PR #2863, opened 2023-09-28
PolyhedralGeometry: restrict signature of visualize, add visualize(SubdivisionOfPoints)

benlorenz:
also use `@req` macro

cc: @lkastner @YueRen

### DIFF
--- a/src/PolyhedralGeometry/visualization.jl
+++ b/src/PolyhedralGeometry/visualization.jl
@@ -27,7 +27,7 @@ end
 
 function visualize(P::SubdivisionOfPoints{T}) where T<:Union{QQFieldElem, Float64}
   d = ambient_dim(P)
-  @req ambient_dim(P) <= 3 "Can not visualize $(typeof(P)) of ambient dimension $d. Supported range: 1 <= d <= 3"
+  @req d <= 3 "Can not visualize $(typeof(P)) of ambient dimension $d. Supported range: 1 <= d <= 3"
   # polymake will by default use 0:n-1 as labels so we assign labels
   # starting from 1 here if there are no labels yet
   # (note: labels are mutable, i.e. they can be changed again later)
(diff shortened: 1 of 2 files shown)


YueRen:
Thanks for the fix!  One unrelated question: Is there a difference between the macros `@req` and `@assert`?  In particular, should one be preferred over the other in OSCAR code?

src/PolyhedralGeometry/visualization.jl
```diff
@@ -1,26 +1,39 @@
...
+  if !Polymake.exists(pm_object(P), "RAY_LABELS")
+    pm_object(P).RAY_LABELS = string.(1:Oscar.pm_object(P).N_RAYS)
+  end
+  pmo = pm_object(P)
+  Polymake.visual(pmo)
+end
+
+function visualize(P::SubdivisionOfPoints{T}) where T<:Union{QQFieldElem, Float64}
+  d = ambient_dim(P)
+  @req ambient_dim(P) <= 3 "Can not visualize $(typeof(P)) of ambient dimension $d. Supported range: 1 <= d <= 3"
```
lgoettgens: `d` isn't used anywhere. so this can be simplified to either
```suggestion
  @req ambient_dim(P) <= 3 "Can not visualize $(typeof(P)) of ambient dimension $d. Supported range: 1 <= d <= 3"
```
or
```suggestion
  d = ambient_dim(P)
  @req d <= 3 "Can not visualize $(typeof(P)) of ambient dimension $d. Supported range: 1 <= d <= 3"
```

benlorenz: Only the second option was valid since `d` is used in the error string.

benlorenz:
> Thanks for the fix! One unrelated question: Is there a difference between the macros `@req` and `@assert`? In particular, should one be preferred over the other in OSCAR code?

I think the `@req` macro is recommended in Oscar code for input validation. The `@assert` checks might be disabled at higher optimization levels.

lkastner (approved):
Thank you.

=======

**WORK TO COMPLETE**
The answer to this exercise is one number: how many lines of the records above contain the string "over".

**SOLUTION TO THE EXERCISE**
2